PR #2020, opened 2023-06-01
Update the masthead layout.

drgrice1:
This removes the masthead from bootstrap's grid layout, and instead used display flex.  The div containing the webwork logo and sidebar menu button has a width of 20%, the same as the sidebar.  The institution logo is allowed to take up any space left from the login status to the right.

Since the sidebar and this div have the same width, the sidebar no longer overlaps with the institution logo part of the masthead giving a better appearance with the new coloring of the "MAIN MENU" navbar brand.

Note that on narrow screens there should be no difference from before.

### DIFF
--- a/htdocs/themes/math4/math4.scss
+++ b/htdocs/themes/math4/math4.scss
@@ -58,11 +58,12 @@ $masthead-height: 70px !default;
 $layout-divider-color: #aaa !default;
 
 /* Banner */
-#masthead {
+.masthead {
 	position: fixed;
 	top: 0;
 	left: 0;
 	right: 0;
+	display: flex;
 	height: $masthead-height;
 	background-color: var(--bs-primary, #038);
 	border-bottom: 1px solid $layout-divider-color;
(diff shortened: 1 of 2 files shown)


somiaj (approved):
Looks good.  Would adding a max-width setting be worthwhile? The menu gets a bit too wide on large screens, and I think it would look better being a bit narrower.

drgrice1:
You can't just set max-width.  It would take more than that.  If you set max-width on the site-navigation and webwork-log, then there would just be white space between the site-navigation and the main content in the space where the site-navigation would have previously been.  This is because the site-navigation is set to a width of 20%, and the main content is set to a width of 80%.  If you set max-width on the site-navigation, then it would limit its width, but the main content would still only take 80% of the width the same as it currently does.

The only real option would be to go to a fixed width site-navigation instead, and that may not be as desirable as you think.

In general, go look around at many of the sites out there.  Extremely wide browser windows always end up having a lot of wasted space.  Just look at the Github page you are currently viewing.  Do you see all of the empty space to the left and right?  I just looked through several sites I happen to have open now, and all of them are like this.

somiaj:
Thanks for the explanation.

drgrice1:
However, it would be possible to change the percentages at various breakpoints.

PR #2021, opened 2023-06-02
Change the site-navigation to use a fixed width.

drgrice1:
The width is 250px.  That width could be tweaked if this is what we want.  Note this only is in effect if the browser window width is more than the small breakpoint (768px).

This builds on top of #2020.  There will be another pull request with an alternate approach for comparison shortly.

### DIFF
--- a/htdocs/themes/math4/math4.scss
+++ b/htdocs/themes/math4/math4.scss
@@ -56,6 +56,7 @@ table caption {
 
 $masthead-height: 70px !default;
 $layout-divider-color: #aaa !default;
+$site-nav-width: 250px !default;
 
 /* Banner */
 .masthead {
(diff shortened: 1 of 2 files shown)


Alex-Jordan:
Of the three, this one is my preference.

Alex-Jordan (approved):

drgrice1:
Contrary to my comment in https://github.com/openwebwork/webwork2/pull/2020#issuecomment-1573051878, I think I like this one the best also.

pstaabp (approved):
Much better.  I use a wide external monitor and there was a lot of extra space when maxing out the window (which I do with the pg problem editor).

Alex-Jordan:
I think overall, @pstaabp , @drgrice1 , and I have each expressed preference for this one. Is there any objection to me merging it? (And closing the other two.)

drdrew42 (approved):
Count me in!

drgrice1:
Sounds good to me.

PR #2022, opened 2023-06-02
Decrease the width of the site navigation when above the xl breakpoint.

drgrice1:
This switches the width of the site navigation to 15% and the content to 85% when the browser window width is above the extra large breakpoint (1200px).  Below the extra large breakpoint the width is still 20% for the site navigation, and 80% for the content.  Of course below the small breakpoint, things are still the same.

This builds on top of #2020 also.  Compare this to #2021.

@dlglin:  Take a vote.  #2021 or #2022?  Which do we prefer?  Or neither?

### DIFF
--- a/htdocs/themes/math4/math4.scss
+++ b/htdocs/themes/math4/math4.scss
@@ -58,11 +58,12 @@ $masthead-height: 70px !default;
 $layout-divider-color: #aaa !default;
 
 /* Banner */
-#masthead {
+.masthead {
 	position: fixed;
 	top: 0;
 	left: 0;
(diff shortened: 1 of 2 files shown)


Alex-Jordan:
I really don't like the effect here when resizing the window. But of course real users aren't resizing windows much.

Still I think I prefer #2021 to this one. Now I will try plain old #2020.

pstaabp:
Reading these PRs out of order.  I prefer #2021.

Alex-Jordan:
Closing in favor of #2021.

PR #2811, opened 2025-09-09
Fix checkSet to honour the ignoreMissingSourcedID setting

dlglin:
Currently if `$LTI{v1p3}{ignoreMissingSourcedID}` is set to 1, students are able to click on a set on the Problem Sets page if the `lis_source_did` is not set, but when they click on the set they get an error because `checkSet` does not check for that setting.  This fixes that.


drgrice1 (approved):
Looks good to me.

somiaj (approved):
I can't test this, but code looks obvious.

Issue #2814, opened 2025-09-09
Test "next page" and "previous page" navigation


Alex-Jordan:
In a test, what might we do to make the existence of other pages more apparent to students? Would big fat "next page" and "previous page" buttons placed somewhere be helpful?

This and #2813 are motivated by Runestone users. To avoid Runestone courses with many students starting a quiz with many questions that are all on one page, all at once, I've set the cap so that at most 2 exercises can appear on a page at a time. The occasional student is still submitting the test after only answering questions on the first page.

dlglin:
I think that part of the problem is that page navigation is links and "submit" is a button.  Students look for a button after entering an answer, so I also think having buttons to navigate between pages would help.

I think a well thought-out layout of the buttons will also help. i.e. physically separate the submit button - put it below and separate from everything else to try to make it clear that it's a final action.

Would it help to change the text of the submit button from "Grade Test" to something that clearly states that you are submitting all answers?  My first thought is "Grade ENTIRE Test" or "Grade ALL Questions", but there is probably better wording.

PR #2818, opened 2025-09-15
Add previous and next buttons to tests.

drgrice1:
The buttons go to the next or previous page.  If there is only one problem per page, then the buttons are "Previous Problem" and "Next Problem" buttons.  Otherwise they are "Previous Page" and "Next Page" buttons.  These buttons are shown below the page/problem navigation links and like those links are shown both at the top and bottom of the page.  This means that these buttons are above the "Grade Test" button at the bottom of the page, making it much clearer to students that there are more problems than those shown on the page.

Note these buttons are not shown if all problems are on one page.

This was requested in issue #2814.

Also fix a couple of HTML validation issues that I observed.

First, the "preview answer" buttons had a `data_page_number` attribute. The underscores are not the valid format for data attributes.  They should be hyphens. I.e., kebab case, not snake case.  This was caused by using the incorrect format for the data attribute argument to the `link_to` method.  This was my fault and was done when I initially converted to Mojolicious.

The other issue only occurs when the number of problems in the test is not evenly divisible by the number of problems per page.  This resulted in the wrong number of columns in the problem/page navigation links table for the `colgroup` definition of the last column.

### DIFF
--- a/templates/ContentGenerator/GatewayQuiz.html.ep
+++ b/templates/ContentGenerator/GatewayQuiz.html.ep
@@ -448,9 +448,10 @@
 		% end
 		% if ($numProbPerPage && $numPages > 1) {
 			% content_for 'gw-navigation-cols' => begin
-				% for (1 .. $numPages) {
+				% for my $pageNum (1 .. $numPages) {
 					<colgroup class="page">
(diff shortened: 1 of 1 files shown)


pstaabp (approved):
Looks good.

_ _ _ _

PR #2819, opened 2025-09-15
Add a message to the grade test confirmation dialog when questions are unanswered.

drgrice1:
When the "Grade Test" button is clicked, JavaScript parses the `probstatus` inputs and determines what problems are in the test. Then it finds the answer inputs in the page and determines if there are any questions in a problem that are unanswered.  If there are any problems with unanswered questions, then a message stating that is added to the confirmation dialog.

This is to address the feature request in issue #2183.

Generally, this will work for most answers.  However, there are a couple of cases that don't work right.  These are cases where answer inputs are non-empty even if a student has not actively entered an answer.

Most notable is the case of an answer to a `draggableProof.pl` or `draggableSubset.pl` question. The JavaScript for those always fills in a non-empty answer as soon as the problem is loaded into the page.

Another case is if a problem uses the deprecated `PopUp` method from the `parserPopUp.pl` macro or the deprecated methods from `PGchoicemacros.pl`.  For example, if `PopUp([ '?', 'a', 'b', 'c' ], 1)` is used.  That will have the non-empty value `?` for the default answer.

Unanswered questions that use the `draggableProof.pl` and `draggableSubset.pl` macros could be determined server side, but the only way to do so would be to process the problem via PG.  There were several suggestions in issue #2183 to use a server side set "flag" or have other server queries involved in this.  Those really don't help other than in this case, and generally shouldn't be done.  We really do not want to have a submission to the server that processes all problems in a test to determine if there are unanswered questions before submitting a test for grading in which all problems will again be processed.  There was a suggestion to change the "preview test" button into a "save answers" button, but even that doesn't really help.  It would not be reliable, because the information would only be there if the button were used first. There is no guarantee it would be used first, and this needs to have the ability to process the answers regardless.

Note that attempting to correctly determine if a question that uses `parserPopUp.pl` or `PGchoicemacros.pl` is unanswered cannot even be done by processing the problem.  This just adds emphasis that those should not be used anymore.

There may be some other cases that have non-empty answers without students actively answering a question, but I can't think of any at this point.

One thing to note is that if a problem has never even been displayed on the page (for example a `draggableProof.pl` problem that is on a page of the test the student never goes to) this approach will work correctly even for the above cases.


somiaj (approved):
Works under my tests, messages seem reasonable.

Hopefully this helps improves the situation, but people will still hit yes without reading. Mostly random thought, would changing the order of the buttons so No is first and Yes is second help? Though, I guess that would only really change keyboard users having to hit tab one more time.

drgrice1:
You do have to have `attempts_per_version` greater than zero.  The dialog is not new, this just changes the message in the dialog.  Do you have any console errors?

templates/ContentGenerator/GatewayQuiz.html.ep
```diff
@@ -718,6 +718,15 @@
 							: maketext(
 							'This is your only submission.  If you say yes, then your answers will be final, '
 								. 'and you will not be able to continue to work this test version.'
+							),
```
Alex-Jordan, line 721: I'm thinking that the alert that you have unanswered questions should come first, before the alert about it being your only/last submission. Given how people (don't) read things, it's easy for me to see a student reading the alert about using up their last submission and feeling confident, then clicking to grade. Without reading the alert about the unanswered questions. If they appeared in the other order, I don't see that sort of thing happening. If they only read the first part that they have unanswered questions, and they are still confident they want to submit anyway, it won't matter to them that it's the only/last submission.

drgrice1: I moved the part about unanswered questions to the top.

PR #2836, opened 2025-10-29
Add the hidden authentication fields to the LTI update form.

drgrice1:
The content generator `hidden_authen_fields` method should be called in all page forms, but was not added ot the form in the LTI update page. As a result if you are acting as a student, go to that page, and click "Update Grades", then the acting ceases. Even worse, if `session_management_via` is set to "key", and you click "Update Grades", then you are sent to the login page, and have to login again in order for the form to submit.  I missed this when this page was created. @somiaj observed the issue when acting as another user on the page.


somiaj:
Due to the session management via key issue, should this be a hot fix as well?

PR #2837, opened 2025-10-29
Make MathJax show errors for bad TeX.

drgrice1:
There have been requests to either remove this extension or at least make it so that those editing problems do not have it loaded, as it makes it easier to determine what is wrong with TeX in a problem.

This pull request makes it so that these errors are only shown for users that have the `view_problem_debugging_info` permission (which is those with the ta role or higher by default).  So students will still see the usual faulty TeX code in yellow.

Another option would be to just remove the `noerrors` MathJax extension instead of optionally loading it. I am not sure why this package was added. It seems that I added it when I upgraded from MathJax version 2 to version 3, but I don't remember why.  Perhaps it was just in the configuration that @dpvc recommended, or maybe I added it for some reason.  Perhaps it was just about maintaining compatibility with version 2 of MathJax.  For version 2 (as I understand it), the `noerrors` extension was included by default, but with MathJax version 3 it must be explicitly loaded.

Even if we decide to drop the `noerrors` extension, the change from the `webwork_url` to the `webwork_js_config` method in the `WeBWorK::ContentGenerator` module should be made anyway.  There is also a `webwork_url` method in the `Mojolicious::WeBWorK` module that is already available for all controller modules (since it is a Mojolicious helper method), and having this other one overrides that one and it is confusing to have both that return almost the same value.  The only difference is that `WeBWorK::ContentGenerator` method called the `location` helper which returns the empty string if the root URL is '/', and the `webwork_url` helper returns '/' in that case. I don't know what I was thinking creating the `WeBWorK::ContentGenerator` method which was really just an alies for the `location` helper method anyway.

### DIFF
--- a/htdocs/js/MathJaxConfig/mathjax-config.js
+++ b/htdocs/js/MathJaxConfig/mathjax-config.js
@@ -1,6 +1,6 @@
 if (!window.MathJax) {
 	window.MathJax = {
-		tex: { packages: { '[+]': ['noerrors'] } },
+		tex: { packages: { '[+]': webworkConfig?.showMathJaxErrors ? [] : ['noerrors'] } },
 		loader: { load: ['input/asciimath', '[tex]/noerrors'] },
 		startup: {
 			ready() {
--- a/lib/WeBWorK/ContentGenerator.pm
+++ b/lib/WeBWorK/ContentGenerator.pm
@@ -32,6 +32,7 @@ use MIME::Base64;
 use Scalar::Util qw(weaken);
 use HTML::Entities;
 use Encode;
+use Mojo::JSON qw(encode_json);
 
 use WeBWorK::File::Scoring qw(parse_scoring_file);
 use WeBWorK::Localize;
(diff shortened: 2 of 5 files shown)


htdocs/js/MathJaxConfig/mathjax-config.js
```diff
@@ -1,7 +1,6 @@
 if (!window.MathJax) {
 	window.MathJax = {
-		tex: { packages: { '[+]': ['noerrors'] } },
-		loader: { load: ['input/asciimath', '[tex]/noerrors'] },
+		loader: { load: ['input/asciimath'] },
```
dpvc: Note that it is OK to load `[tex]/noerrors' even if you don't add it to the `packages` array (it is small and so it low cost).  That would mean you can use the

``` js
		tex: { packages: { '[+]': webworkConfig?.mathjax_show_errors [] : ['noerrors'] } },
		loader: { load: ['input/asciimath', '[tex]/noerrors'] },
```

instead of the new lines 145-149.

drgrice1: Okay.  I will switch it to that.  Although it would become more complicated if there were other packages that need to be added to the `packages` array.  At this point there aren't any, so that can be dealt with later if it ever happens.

_ _ _ _

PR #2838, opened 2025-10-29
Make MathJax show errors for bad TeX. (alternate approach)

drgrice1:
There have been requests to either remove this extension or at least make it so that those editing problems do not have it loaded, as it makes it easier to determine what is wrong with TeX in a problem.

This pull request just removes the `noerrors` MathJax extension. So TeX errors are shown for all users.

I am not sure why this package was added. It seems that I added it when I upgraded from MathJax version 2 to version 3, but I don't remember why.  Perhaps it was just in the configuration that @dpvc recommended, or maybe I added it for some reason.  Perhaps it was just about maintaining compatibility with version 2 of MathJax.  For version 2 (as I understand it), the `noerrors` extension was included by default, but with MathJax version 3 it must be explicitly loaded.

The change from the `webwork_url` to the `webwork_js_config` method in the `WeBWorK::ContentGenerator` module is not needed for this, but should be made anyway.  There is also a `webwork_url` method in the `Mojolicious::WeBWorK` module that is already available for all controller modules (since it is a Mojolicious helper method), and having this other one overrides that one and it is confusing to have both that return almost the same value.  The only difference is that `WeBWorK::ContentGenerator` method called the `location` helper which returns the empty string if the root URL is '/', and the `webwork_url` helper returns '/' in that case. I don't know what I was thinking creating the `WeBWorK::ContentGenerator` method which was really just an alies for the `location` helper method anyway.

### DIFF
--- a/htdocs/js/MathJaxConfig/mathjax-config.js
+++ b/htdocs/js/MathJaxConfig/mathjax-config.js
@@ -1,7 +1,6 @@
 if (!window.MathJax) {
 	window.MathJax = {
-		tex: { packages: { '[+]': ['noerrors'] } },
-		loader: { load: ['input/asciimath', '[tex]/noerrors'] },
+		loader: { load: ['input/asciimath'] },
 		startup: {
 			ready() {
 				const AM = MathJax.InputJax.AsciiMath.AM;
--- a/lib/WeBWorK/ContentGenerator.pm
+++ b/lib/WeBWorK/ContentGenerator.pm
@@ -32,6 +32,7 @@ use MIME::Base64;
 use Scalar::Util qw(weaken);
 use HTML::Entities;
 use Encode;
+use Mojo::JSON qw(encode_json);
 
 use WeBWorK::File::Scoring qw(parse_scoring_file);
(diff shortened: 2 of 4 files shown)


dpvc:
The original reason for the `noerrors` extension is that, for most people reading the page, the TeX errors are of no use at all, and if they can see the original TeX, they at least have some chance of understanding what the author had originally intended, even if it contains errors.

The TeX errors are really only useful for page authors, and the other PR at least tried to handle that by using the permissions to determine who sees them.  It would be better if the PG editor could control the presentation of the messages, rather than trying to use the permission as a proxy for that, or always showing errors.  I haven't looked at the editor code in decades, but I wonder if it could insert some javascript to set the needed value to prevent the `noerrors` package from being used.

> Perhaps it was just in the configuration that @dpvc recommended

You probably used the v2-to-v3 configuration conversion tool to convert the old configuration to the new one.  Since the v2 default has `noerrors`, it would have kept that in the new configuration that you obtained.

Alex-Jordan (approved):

_ _ _ _

Task details —
Check each line of the material for the word "maintaining". Copy the ones that have it.

Your solution —
Another option would be to just remove the `noerrors` MathJax extension instead of optionally loading it. I am not sure why this package was added. It seems that I added it when I upgraded from MathJax version 2 to version 3, but I don't remember why.  Perhaps it was just in the configuration that @dpvc recommended, or maybe I added it for some reason.  Perhaps it was just about maintaining compatibility with version 2 of MathJax.  For version 2 (as I understand it), the `noerrors` extension was included by default, but with MathJax version 3 it must be explicitly loaded.
I am not sure why this package was added. It seems that I added it when I upgraded from MathJax version 2 to version 3, but I don't remember why.  Perhaps it was just in the configuration that @dpvc recommended, or maybe I added it for some reason.  Perhaps it was just about maintaining compatibility with version 2 of MathJax.  For version 2 (as I understand it), the `noerrors` extension was included by default, but with MathJax version 3 it must be explicitly loaded.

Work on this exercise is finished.